Tanggung Jawab yang Terlupakan
Yang paling ironis: krisis ini bukan karena bencana alam, bukan pula karena perang yang tiba-tiba. Ini terjadi karena negara-negara kaya—yang selama ini berdiri di podium moral dunia—menahan dompet mereka.
Amerika Serikat, misalnya, menunggak hingga US$1,5 miliar, menjadi kontributor tunggakan terbesar. Ini adalah warisan dari pemerintahan Trump yang memutuskan untuk memangkas kontribusi sebagai bagian dari strategi penghematan nasional. Negara besar lain juga tak lepas dari daftar tunggakan: Tiongkok (US$597 juta), Rusia (US$72 juta), Arab Saudi (US$42 juta), Meksiko dan Venezuela masing-masing (US$38 juta). Sisanya, negara-negara lain menyumbang tunggakan kolektif sebesar US$137 juta.
Krisis ini menjalar ke semua lini: misi penjaga perdamaian PBB menanggung utang US$2,7 miliar hingga akhir April.
©UNFPA Sudan | Sufian Abdul-Mouty A midwife nurse speaks with a woman at a maternity hospital in Khartoum, Sudan.
©UNFPA Sudan | Sufian Abdul-Mouty A midwife nurse speaks with a woman at a maternity hospital in Khartoum, Sudan.

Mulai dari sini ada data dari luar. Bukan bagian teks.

PR #1734, opened 2021-12-08
reduce unnecessary convertion

zhiqiangxu:
Just stumble upon, here seems no convertion is actually needed.


Kay-Zee (approved):

AlexHentschel:
thanks for the PR; good catch. I think this optimization already made it into our code base through some other way. This is the corresponding code on master:
https://github.com/onflow/flow-go/blob/495fa47681fa500a0a4156ab0b0f897273487329/model/flow/sealing_segment.go#L198-L202

AlexHentschel:
Closing this PR, as it is practically is now a no-op now 😅.

PR #1742, opened 2021-12-08
Remove the crypto replace and add a crypto setup script

tarakby:
tldr;
 - remove the `replace` statement for the crypto package in flow-go. 
 - add a script to install the crypto package properly (by flow-go or any other project importing the package).
 - update the CI, docker scripts to follow the new process.
 - update the Crypto README about the process + [unrelated] mention the crypto security audit 
 

In order to remove the `replace` statement from the `go.mod` file in flow-go, we would need to manage importing the crypto package in Go properly. This is done by installing the crypto dependencies in the crypto package folder with the right version under `GOPATH/pkg/mod`. 
The crypto package needs to be importable by flow-go, but also by any other Go project outside Flow. The update should  be generic and not specific to the flow-go case.

This PR updates the crypto package `README` to include a script showing how Flow crypto package can be imported by any project. The PR also applies the example for `onflow/flow-go` project which imports the crypto package. 

Unlike other projects importing the crypto package, `onflow/flow-go` requires  2 versions of the crypto package:
 1. the source used by all other packages. It is located under `GOPATH/pkg/mod` and is set up by the example script above 
 2. the source under `onflow/flow-go` where the `flow-go` was cloned. This version is needed to run the CI tests, called by `make ci` through `make unittest-main`. A new call to set up the crypto package was added to `flow-go/crypto/Makefile` at every general unit test call.
  
[possible optimization]:
 `1` and `2` were separated for a clearer distinction. However, for `flow-go` we don't have to use  the example script. step `2` is usually done after `1` is done, so `2` could be achieved by making the script copy the resulting binary to  `flow-go/crypto`. This could avoid building Relic twice.


Kay-Zee:
The main difference i see between this, and the approach i took in https://github.com/onflow/flow-go/pull/1682 is that this now requires a script call instead of a go generate call.

The rest, e.g. the example script you're adding to the readme, etc, could still be added in the other PR, for example.

The reason i put everything into one script is it then allows us to stay a bit more loyal to go tooling, and continue to make use of go generate, although the difference is not significant, as go generate then goes and calls a script file anyways

Kay-Zee (approved):

zhangchiqing (approved):

tarakby:
bors merge

PR #1741, opened 2021-12-08
[Consensus Voting] refactor VerifyVote

zhangchiqing:
Before VerifyVote returns a bool to indicate whether the vote is valid, however, when the vote is invalid, the returned `bool` value can't carry details of why the vote is invalid. 

After changing to use sentinal error to indicate invalid vote, we could include details like the vote is invalid because the staking sig is invalid.

PR #1743, opened 2021-12-09
[Consensus Voting] refactor verify QC

zhangchiqing:
Review https://github.com/onflow/flow-go/pull/1741 first

This is a similar idea as  [1741](https://github.com/onflow/flow-go/pull/1741). 

After changing to use sentinal error to indicate invalid QC, we could include details like the QC is invalid because the staking sig is invalid.


durkmurder (approved):
LGTM

consensus/hotstuff/verification/combined_verifier_v3.go
```diff
@@ -43,112 +43,118 @@ func NewCombinedVerifierV3(committee hotstuff.Committee, packer hotstuff.Packer)
...
 	}
 
 	// first fetch all beacon signers public keys
 	beaconPubKeys := make([]crypto.PublicKey, 0, len(blockSigData.RandomBeaconSigners))
 	for _, signerID := range blockSigData.RandomBeaconSigners {
 		keyShare, err := dkg.KeyShare(signerID)
 		if err != nil {
-			return false, fmt.Errorf("could not find key share for signer %v: %w", signerID, err)
+			// the packer should have found the signer, otherwise the packer will return an ErrInvalidFormat
+			// and we won't reach it. So reaching here would be an exception
```
AlexHentschel, line 148: the packer only checks that the ID corresponds to a valid consensus participant. Not sure what happens, if the consensus participant failed the DKG (?) Will we retrieve a dummy key?

Your comment is correct, as long as we (implicitly) assume that every consensus participant is also a random beacon participant. While we have this convention at the moment, it is theoretically also possible to only have a _sub-set_ of the consensus committee run the Random Beacon. I think it is worth-while to document this assumption here: 

 ```suggestion
// We assume that every consensus member is also a random beacon participant. The 
// Packer checks that only valid consensus participants are in the signers list. Otherwise,
// the packer should return an ErrInvalidFormat. Consequently, we expect for every 
// signer a DKG record. Reaching this failure case indicates a bug in the internal logic.
```

File: consensus/hotstuff/verification/combined_verifier_v3.go [hunk 2]
```diff
@@ -158,14 +164,14 @@ func (c *CombinedVerifierV3) VerifyQC(signers flow.IdentityList, sigData []byte,
 	for _, signerID := range blockSigData.StakingSigners {
 		identity, ok := signerIdentities[signerID]
 		if !ok {
-			return false, fmt.Errorf("invalid signer identity %v", signerID)
+			return fmt.Errorf("invalid signer identity %v: %w", signerID, model.ErrInvalidSignature)
```
AlexHentschel, line 167: ## ⚠️ 

You correctly argued above that this case should not occur, and reaching this failure condition indicates an internal bug: https://github.com/onflow/flow-go/blob/d2788f297c099edf033310d70fc66cee3a63ce8b/consensus/hotstuff/verification/combined_verifier_v3.go#L147-L148
I think the same argument applies here.  Hence, I think we should _not_ return a `model.ErrInvalidSignature` here, but an exception instead.

AlexHentschel (approved):
Looks good. Mostly stylistic comments. Only critical comment is [this one](https://github.com/onflow/flow-go/pull/1743#discussion_r768328880). In addition, a couple comments on a few aspects that I missed in the tests:


#### Requesting to add another test to `VoteSuite`: 
* in [this test](https://github.com/onflow/flow-go/blob/d2788f297c099edf033310d70fc66cee3a63ce8b/consensus/hotstuff/validator/validator_test.go#L316-L325) we verify that the Validator recognizes an `ErrInvalidSignature` as invalid vote, i.e.  wraps it as `InvalidVoteError`. 
* However, I think we are not verifying the correct handling of `signature.ErrInvalidFormat` 

####  `StakingVerifier` tests: 
* We test [here](https://github.com/onflow/flow-go/blob/d2788f297c099edf033310d70fc66cee3a63ce8b/consensus/hotstuff/verification/staking_signer_test.go#L83-L101) the happy path.
* Do we have tests for the unhappy path (i.e. invalid votes or QCs)? Would be great to cover in tests that the expected sentinel errors are returned. 

(we could do that in a subsequent PR)

consensus/hotstuff/verification/combined_verifier_v3.go
zhangchiqing: >Not sure what happens, if the consensus participant failed the DKG (?) Will we retrieve a dummy key?

@AlexHentschel Let me confirm your question:
Say a consensus participant node B failed the DKG, and we are node A , who successfully completed the DKG. The question is: will node A retrieve a dummy public key for node B? 

My understanding is yes, if DKG has completed, we will have a key for every consensus participant, regardless whether each participant actually succeeded or failed DKG. cc @tarakby to confirm

And your question also reminds me one more thing that I would like to double check. 
There are two events: 
1. DKG completed
2. DKG ended

The difference between these two events are:
- event 1 happens _near_ the end of the current Epoch, whereas event 2 happens _at_ the end of the current Epoch. 
- event 1 will produce locally the private key for myself for the next epoch, whereas event 2 will receive from the block payload the DKG keys for all DKG participants for the next epoch. 
- The DKG keys from event 2 is the canonical DKG keys for all DKG participants, which can be used verify the local genereated DKG private key generated from event 1. 

The question is would event 1 also produce locally the DKG keys for all consensus participants? 
If yes, then is there a possibility that it will be different from the canonical DKG keys from event 2? 
If yes, then we need to ensure that the `dkg.KeyShare` will read the key share from event 2, not event 1. Right? Is this done already? cc @tarakby @jordanschalm

consensus/hotstuff/verification/combined_verifier_v3.go
zhangchiqing: Good catch. 

I'm also thinking that maybe we should let the packer return Identity instead, then we can eliminate this case

consensus/hotstuff/verification/combined_verifier_v3.go
jordanschalm: > event 1 happens near the end of the current Epoch, whereas event 2 happens at the end of the current Epoch.

Both happen strictly before the end of the current epoch. Event 2 corresponds with the transition to the `EpochCommitted` phase. Then we have the entirety of that phase before the end of the current epoch (typically at least an hour).

Clearer descriptions might be:
Event 1 - local DKG completion (I have my key, and submitted my results)
Event 2 - global DKB completion (I observe the results committed to by a majority of participants)

> The question is would event 1 also produce locally the DKG keys for all consensus participants?

Yes

> If yes, then is there a possibility that it will be different from the canonical DKG keys from event 2?

Yes

> If yes, then we need to ensure that the dkg.KeyShare will read the key share from event 2, not event 1

Yes this is what we do. Only the canonical DKG keys from the service event are incorporated into the protocol state.

zhangchiqing:
bors merge

consensus/hotstuff/verifier.go
```diff
@@ -41,5 +41,5 @@ type Verifier interface {
 	// * signature.ErrInvalidFormat if the signature has an incompatible format.
 	// * unexpected errors should be treated as symptoms of bugs or uncovered
 	//   edge cases in the logic (i.e. as fatal)
-	VerifyQC(voters flow.IdentityList, sigData []byte, block *model.Block) (bool, error)
+	VerifyQC(voters flow.IdentityList, sigData []byte, block *model.Block) error
```
tarakby, line 44: It would be good tp update the go doc too to mirror the new API

tarakby (commented):
Looks good to me!
I just added a comment to update the go doc to reflect the API change.

consensus/hotstuff/verifier.go
zhangchiqing: Good point. Updated here
https://github.com/onflow/flow-go/pull/1779/files#diff-808ac5bc91604a4ce38e9e740a6efe7ef6701b1e935d4bd1499d6ae1bf9ad406R35

PR #1753, opened 2021-12-09
Relaxing ledger interaction limit for service and system transactions

ramtinms:
This PR:
 - disables ledger interaction limits when a transaction is signed by the service account. this enables the network to support operations like end-epoch to be applicable even when node counts are growing. 
 - let the service chunk uses more ledger interaction and available space on chunk data pack size since it would be the only transaction inside that chunk.

### DIFF
--- a/engine/execution/computation/computer/computer.go
+++ b/engine/execution/computation/computer/computer.go
@@ -26,9 +26,9 @@ import (
 	"github.com/onflow/flow-go/utils/logging"
 )
 
-const SystemChunkEventCollectionMaxSize = 256_000_000 // ~256MB
-const SystemChunkLedgerIntractionLimit = 500_000_000  // ~500MB
-const MaxTransactionErrorStringSize = 1000            // 1000 chars
+const SystemChunkEventCollectionMaxSize = 256_000_000  // ~256MB
+const SystemChunkLedgerIntractionLimit = 1_000_000_000 // ~1GB
+const MaxTransactionErrorStringSize = 1000             // 1000 chars
 
 // VirtualMachine runs procedures
 type VirtualMachine interface {
--- a/engine/execution/computation/computer/computer.go
+++ b/engine/execution/computation/computer/computer.go
@@ -27,6 +27,7 @@ import (
 )
 
 const SystemChunkEventCollectionMaxSize = 256_000_000 // ~256MB
+const SystemChunkLedgerIntractionLimit = 500_000_000  // ~500MB
 const MaxTransactionErrorStringSize = 1000            // 1000 chars
 
 // VirtualMachine runs procedures
@@ -62,6 +63,7 @@ func SystemChunkContext(vmCtx fvm.Context, logger zerolog.Logger) fvm.Context {
 		fvm.WithTransactionFeesEnabled(false),
 		fvm.WithServiceEventCollectionEnabled(),
 		fvm.WithTransactionProcessors(fvm.NewTransactionInvoker(logger)),
+		fvm.WithMaxStateInteractionSize(SystemChunkLedgerIntractionLimit),
 		fvm.WithEventCollectionSizeLimit(SystemChunkEventCollectionMaxSize),
 	)
 }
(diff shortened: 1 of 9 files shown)


engine/execution/computation/computer/computer.go
```diff
@@ -27,6 +27,7 @@ import (
 )
 
 const SystemChunkEventCollectionMaxSize = 256_000_000 // ~256MB
+const SystemChunkLedgerIntractionLimit = 500_000_000  // ~500MB
```
ramtinms, line 30: @jordanschalm is this enough in comparison to the current 20MB one?

fvm/fvm_test.go
```diff
@@ -950,24 +986,22 @@ func TestBlockContext_ExecuteTransaction_InteractionLimitReached(t *testing.T) {
...
 				txBody.SetProposalKey(chain.ServiceAddress(), 0, 0)
-				txBody.SetPayer(chain.ServiceAddress())
+				txBody.SetPayer(accounts[0])
 
-				err = testutil.SignPayload(txBody, accounts[0], privateKeys[0])
+				err = testutil.SignPayload(txBody, chain.ServiceAddress(), unittest.ServiceAccountPrivateKey)
 				require.NoError(t, err)
 
-				err = testutil.SignEnvelope(txBody, chain.ServiceAddress(), unittest.ServiceAccountPrivateKey)
+				err = testutil.SignEnvelope(txBody, accounts[0], privateKeys[0])
```
ramtinms, line 997: I changed the order so its still authorized by service account but payer is not service account so it won't skip the limit

engine/execution/computation/computer/computer.go
jordanschalm: I'm pretty sure that would be enough, but we don't know what the actual usage is (since the tx reverts once it crosses the current limit).

fvm/transactionInvoker.go
```diff
@@ -158,7 +164,9 @@ func (i *TransactionInvoker) Process(
 	if feesError != nil {
 		txError = feesError
 	}
-	sth.EnableLimitEnforcement()
+	if !payerIsServiceAccount {
+		sth.EnableLimitEnforcement()
```
janezpodhostnik, line 168: there are more `EnableLimitEnforcement` calls in `AddEncodedAccountKey` and `CreateAccount` if those would be called during a transaction, then the limit would be reenabled...

It might be better to put `payerIsServiceAccount` inside the `StateHolder` and use it in `EnforceInteractionLimits`.

Would it make sense to increase the limits instead of disabling them?

Is this meant as a very temporary fix? If that is the case then it is fine, as the transactions that are causing problems are not calling  `AddEncodedAccountKey` or `CreateAccount`.

jordanschalm (approved):

fvm/transactionInvoker.go
ramtinms: good idea, fixed it.

engine/execution/computation/computer/computer.go
ramtinms: how much bigger is mainnet in comparison to testnet? (in terms of input size (probably node counts) 10X ?

jordanschalm: Testnet has ~100 nodes and Mainnet has ~400. But there are also many delegators on Mainnet (and none or close to none on Testnet). I don't know exactly how many delegators there are, but I think there are tens of thousands. I remember seeing just one node (an outlier, but still) with 13,000 delegators.

ramtinms: and the system chunk transaction would touch the delegators list?

jordanschalm: It will when we `moveTokens`, which happens both when we pay rewards (service account) and when we transition epochs (system chunk)

janezpodhostnik (approved):

engine/execution/computation/computer/computer.go
Kay-Zee: do we remember what this use to be before we brought it down to 20mb?

ramtinms: 2_000_000_000 (~2GB) initially but I don't think we ever reached it with the old version

ramtinms: Since this is the only transaction in the system chunk, I'm going to change it to 1GB (and leave 1GB for proofs)

Kay-Zee: sounds good

Kay-Zee (approved):

PR #1755, opened 2021-12-09
Extend Sealing Segment Structure

jordanschalm:
Extends sealing segment structure and construction to handle additional edge cases when the sealing segment is used to bootstrap a new state.

In particular:
* ensure the sealing segment contains the latest seal for all block in the segment
* ensure the sealing segment contains any execution results referenced by receipts (already implemented) and seals (new ehre)

More details in https://github.com/dapperlabs/flow-go/issues/6040


kc1116 (approved):
good work :rocket:

model/flow/sealing_segment.go
```diff
@@ -108,49 +251,39 @@ func (builder *SealingSegmentBuilder) isValidHeight(block *Block) bool {
...
-	// highest contains seals check if seal for lowest exists
-	for _, seal := range highest.Payload.Seals {
-		if seal.BlockID == lowestID {
-			return true
+		// check if block seals lowest
+		for _, seal := range block.Payload.Seals {
+			if seal.BlockID == lowestID {
+				return true
+			}
 		}
```
zhangchiqing, line 273: ⚠️  Here we are assuming a seal that seals the lowest block is the last seal. It might not always be the case. For example:

The following is not a valid SealingSegment, though the last block contains a seal to the first block, but that seal (Seal_A) is not the last seal. The last seal (Seal_B) actually seals `B`.

`A <- B <- C <- D(Result_A, Result_B) <- E (Seal_A, Seal_B)`.

So we need to first find the last seal from the payload. Usually, the last seal is the last one in the seals payload. So should we _just_ check the last one: `block.Payload.Seals[len(block.Payload.Seals) - 1]` ? This would assume there is such ordering rule and has been checked by the protocol when adding this block.

model/flow/sealing_segment.go
```diff
@@ -16,22 +16,51 @@ const (
...
+// Example 1 - E seals A:
+//   A <- B <- C <- D <- E(SA)
 // The above sealing segment's last block (E) has a seal for block A, which is
 // the first block of the sealing segment.
 //
-// It is guaranteed there are at least 2 blocks in a SealingSegment
+// Example 2 - E contains no seals, but latest seal prior to E seals A:
+//   A <- B <- C <- D(SA) <- E
+//
+// It is guaranteed there are at least 2 blocks in a SealingSegment, unless
```
durkmurder, line 32: I am not sure this statement is correct, our seal validator and builder use new rules, to be more specific we require a gap between incorporated result and seal, we can't construct something like:
`A <- B[ER_A] <- C[S_A]` we actually need to have a chain: `A <- B[ER_A] <- C <- D[S_A]`

model/flow/sealing_segment.go
```diff
@@ -42,45 +71,153 @@ func (segment *SealingSegment) Lowest() *Block {
...
+// GetSealByBlockIDFunc is a getter function for seals by block ID, returning
+// the latest seals incorporated as of the given block.
+type GetSealByBlockIDFunc func(blockID Identifier) (*Seal, error)
+
+// SealingSegmentBuilder is a utility for incrementally building a sealing segment.
 type SealingSegmentBuilder struct {
-	resultLookup    func(resultID Identifier) (*ExecutionResult, error)
+	// access to storage to read referenced by not included resources
+	resultLookup        GetResultFunc
+	sealByBLockIDLookup GetSealByBlockIDFunc
```
durkmurder, line 151:
```suggestion
	sealByBlockIDLookup GetSealByBlockIDFunc
```

model/flow/sealing_segment.go
```diff
@@ -42,45 +71,153 @@ func (segment *SealingSegment) Lowest() *Block {
...
 	if !builder.isValidHeight(block) {
 		return fmt.Errorf("invalid block height (%d): %w", block.Header.Height, ErrSegmentInvalidBlockHeight)
 	}
+	blockID := block.ID()
+
+	// construct a list of missing result IDs referenced by this block
+	missingResultIDs := make(map[Identifier]struct{})
 
-	// cache results in included results
+	// for the first (lowest) block, if it contains no seal, store the latest
```
durkmurder, line 172: here we are assuming that we will add blocks in ascending order, maybe we shouldn't do this? 
We can wait for first seal calculation right before returning `SealingSegment`

model/flow/sealing_segment.go
jordanschalm: Good catch. Since all the blocks are already added to the segment at this point, I think we can just use `LatestSeals` to check the latest seal of the highest block here.

jordanschalm: https://github.com/onflow/flow-go/pull/1755/commits/0b4997831571d628bc033fa947618c353f667447

model/flow/sealing_segment.go
jordanschalm: https://github.com/onflow/flow-go/pull/1755/commits/09f68ac85e5b3b55f5a5d2e6b19da32a3c57add0

model/flow/sealing_segment.go
durkmurder: It's a technical requirement for having correct SoR, more here: https://github.com/onflow/flow-go/blob/d69930a2472c99c7e51e58155a0de46022b267e7/module/validation/seal_validator.go#L162

durkmurder (approved):
I didn't find any obvious problems, looks good to me. I really liked clean approach with implementation and testing, thank you!

model/flow/sealing_segment.go
```diff
@@ -108,49 +256,35 @@ func (builder *SealingSegmentBuilder) isValidHeight(block *Block) bool {
...
-
-			return false
-		}
-	}
-
-	// highest contains seals check if seal for lowest exists
-	for _, seal := range highest.Payload.Seals {
-		if seal.BlockID == lowestID {
-			return true
 		}
```
zhangchiqing, line 277:
```suggestion
		}
		
		// the latest seal must be found in the a block that has Seal when traversing blocks 
		// backwards from higher height to lower height. 
		if len(block.Payload.Seals) > 0 {
			return false
		}		
```

zhangchiqing (approved):
Looks good. Just added one more sanity check here
https://github.com/onflow/flow-go/pull/1755/files#r771628952

PR #1759, opened 2021-12-10
rm duplicate code in getNextAncestryLevel

zhiqiangxu:
The same check is already done at L257.


AlexHentschel (approved):
thanks. good catch

AlexHentschel:
bors merge

PR #1763, opened 2021-12-10
1619/Epochs Integration testing: Verification node

kc1116:
This PR splits current epochs test into separate test runs that use the same core logic, and adds a new SkipReason for resource intensive tests called TEST_RESOURCE_INTENSIVE . 

- Add test run for VN 
- add VN specific network assertion func

This test starts the flow network locally, adds a new VN node, and removes a VN from the networking effectively swapping the nodes. This test requires more resources than dev laptops and current CI machines can provide, because of this the test was developed on a devbox and run multiple times before publishing this PR. This test utilizes the TEST_RESOURCE_INTENSIVE skip reason. 

[Devbox](https://console.cloud.google.com/compute/instancesDetail/zones/us-west1-b/instances/dev-builders-khalil-001?q=search&referrer=search&project=flow-multi-region) and command used to run the test . 

```
TEST_RESOURCE_INTENSIVE=true GO111MODULE=on go test -tags relic -json -count=1 ./tests/epochs
```


integration/tests/epochs/suite.go
```diff
@@ -509,10 +514,22 @@ func (s *Suite) assertNodeApprovedAndProposed(ctx context.Context, env templates
 	require.Containsf(s.T(), proposedTable.(cadence.Array).Values, cadence.String(info.NodeID.String()), "expected new node to be in proposed table: %x", info.NodeID)
 }
 
+// assertNodeNotApprovedOrProposed executes the read approved nodes list and get proposed table scripts
+// and checks that the info.NodeID is in
```
jordanschalm, line 518:
```suggestion
// and checks that the info.NodeID is not included in either - this means the node would be excluded from future epochs
```

integration/tests/epochs/suite.go
```diff
@@ -417,8 +411,19 @@ func (s *Suite) SubmitStakingCollectionCloseStakeTx(
...
-func (s *Suite) SubmitAdminRemoveNodeTx(ctx context.Context,
+
+func (s *Suite) removeNodeFromProtocol(ctx context.Context, env templates.Environment, nodeID flow.Identifier)  {
+	result, err := s.submitAdminRemoveNodeTx(ctx, env, nodeID)
+	require.NoError(s.T(), err)
+	require.NoError(s.T(), result.Error)
+
+	// ensure we submit transaction while in epoch setup phase
+	currView := s.assertInPhase(ctx, flow.EpochPhaseStaking)
+	require.True(s.T(), stakingAuctionViews > currView, "expected remove node transaction to be completed in the epoch staking phase")
```
jordanschalm, line 422: Is the second assertion (line 422) to make sure we are in the _first_ epoch staking phase? Could add a comment if so

integration/tests/epochs/suite.go
```diff
@@ -586,3 +617,20 @@ func (s *Suite) assertNetworkHealthyAfterANChange(ctx context.Context, env templ
...
 }
+
+// assertNetworkHealthyAfterVNChange after an verification node is removed or added to the network
+// this func can be used to perform sanity.
+// 1. Ensure sealing continues by comparing latest sealed block from the root snapshot to the current latest sealed block
+func (s *Suite) assertNetworkHealthyAfterVNChange(ctx context.Context, _ templates.Environment, rootSnapshot *inmem.Snapshot, _ *StakedNodeOperationInfo)  {
+	bootstrapHead, err := rootSnapshot.Head()
+	require.NoError(s.T(), err)
+
+	snapshot, err := s.client.GetLatestProtocolSnapshot(ctx)
```
jordanschalm, line 628: This is returning the [latest finalized state](https://github.com/onflow/flow-go/blob/master/engine/access/rpc/backend/backend.go#L229), so by checking the height of `Head` (the latest finalized block), we aren't guaranteeing anything about the latest sealed block.

We could use [GetLatestBlock](https://github.com/onflow/flow-go/blob/3ec98807fbfa081e5f8613b01d6ed32f30dc4c65/access/api.go#L18) instead, with `isSealed` set to true.

integration/tests/epochs/suite.go
kc1116: I am removing since its only verifying if we are in first epoch staking auction

smnzhu:
Is this ready for review? Seems like a couple of checks are still failing so I wasn't sure

integration/tests/epochs/suite.go
kc1116: https://github.com/onflow/flow-go/pull/1763/commits/d7f322b3587614443f114e7c6bdf40be867acbf5

kc1116:
> Is this ready for review? Seems like a couple of checks are still failing so I wasn't sure

Yes ready for review. The failures are flaky integration test unrelated to this PR

integration/testnet/network.go
```diff
@@ -681,6 +706,13 @@ func (net *FlowNetwork) AddNode(t *testing.T, bootstrapDir string, nodeConf Cont
 
 			nodeContainer.bindPort(hostPort, containerPort)
 
+			hostMetricsPort := testingdock.RandomPort(t)
+			containerMetricsPort := "8080/tcp"
+
+			nodeContainer.bindPort(hostMetricsPort, containerMetricsPort)
+			nodeContainer.Ports[ColNodeMetricsPort] = hostMetricsPort
+			net.AccessPorts[ColNodeMetricsPort] = hostMetricsPort
```
jordanschalm, line 714: Great addition to make metrics accessible here. 

At the moment this will allocate and bind a host port for metrics for each container, but we will only store/print the ports of one container / node role, and we don't necessarily know _which_ container this is, if we have multiple with the same role). It would be great to be able to see metrics for all containers. 

What do you think about storing the metrics ports separately, keyed by container name (we do this with the `AccessPortsByContainerName` field to have distinguishable GRPC ports for each AN). Then we store a port for every container and can print out the corresponding container name alongside each metrics port. 
```
type FlowNetwork struct {
    // ...
    MetricPortsByContainerName map[string]string
}
```

jordanschalm (approved):
The VN test updates look good now, thank you. Added some suggestions for how we handle exposing the metrics ports.

integration/testnet/network.go
kc1116: Good catch https://github.com/onflow/flow-go/pull/1763/commits/e5f55d1eb315704b2954d82d3800c6695bbb1d8e

integration/testnet/container.go
```diff
@@ -179,8 +179,8 @@ func (c *Container) bindPort(hostPort, containerPort string) {
 
 }
 
-// addFlag adds a command line flag to the container's startup command.
-func (c *Container) addFlag(flag, val string) {
+// AddFlag adds a command line flag to the container's startup command.
+func (c *Container) AddFlag(flag, val string) {
```
smnzhu, line 183: Question: Why did we make this public?

integration/testnet/network.go
```diff
@@ -546,6 +569,8 @@ func PrepareFlowNetwork(t *testing.T, networkConf NetworkConfig) *FlowNetwork {
 		flowNetwork.addConsensusFollower(t, rootProtocolSnapshotPath, followerConf, confs)
 	}
 
+	fmt.Print(flowNetwork.MetricsPorts())
```
smnzhu, line 572: See comment above.

smnzhu (approved):

integration/testnet/container.go
kc1116: This snuck in from some testing I was doing updating now

integration/testnet/network.go
kc1116: https://github.com/onflow/flow-go/pull/1763/commits/156ded703dcef22ed689085bad5a019152edb406

integration/testnet/container.go
kc1116: https://github.com/onflow/flow-go/pull/1763/commits/156ded703dcef22ed689085bad5a019152edb406

integration/testnet/network.go
```diff
@@ -243,6 +255,17 @@ func (net *FlowNetwork) ContainerByName(name string) *Container {
 	return container
 }
 
+func (net *FlowNetwork) MetricsPorts() string {
```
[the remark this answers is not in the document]
kc1116: https://github.com/onflow/flow-go/pull/1763/commits/156ded703dcef22ed689085bad5a019152edb406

Perempuan, Pengungsi, dan Anak yang Pertama Tersingkir
Dampaknya nyata dan memilukan. Badan-badan PBB yang mengurusi isu-isu kemanusiaan kini terpaksa memutar otak—dan mengerat anggaran.
UNFPA, yang bekerja dalam isu kesehatan seksual dan reproduksi, melaporkan pemangkasan drastis di wilayah-wilayah rentan seperti Republik Demokratik Kongo, Haiti, Sudan, dan Afghanistan. Klinik tutup, tenaga medis dikurangi, bantuan untuk korban kekerasan seksual dihentikan.
Di Mozambik, hampir 750 ribu pengungsi menghadapi risiko kelaparan, penyakit, dan kekerasan tanpa perlindungan dasar. UNHCR menyatakan bahwa dana yang tersedia hanya mampu menutup sepertiga dari total kebutuhan.
UNAIDS di Tajikistan juga kehilangan 60 persen dari dukungan dana untuk program HIV. Akibatnya, klinik tutup, distribusi PrEP berhenti, bahkan kegiatan sosialisasi yang menyelamatkan jiwa pun dihentikan.
Ironisnya, dunia tak sedang kekurangan uang. Belanja militer global justru meningkat. Tapi bagi anak-anak di Sudan yang 250 ribu di antaranya harus putus sekolah karena dana pendidikan tak tersedia, janji-janji kemanusiaan tinggal cerita kosong.
Kekerasan berbasis gender di Kongo naik 38 persen. Di Haiti, upaya melawan kolera tak bisa lagi dilanjutkan. Dan di Ukraina, di tengah perang yang masih berlangsung, hanya 25 persen dari kebutuhan kemanusiaan yang terpenuhi.
UN80: Upaya Bertahan di Tengah Badai
Melihat realitas ini, Sekjen PBB António Guterres pada Maret lalu meluncurkan program reformasi bernama “UN80”, menyambut usia ke-80 tahun PBB dengan janji efisiensi dan modernisasi. Salah satu strategi paling drastis yang sedang dipertimbangkan: pemangkasan hingga 20 persen tenaga kerja PBB demi memangkas tumpang tindih dan menekan biaya.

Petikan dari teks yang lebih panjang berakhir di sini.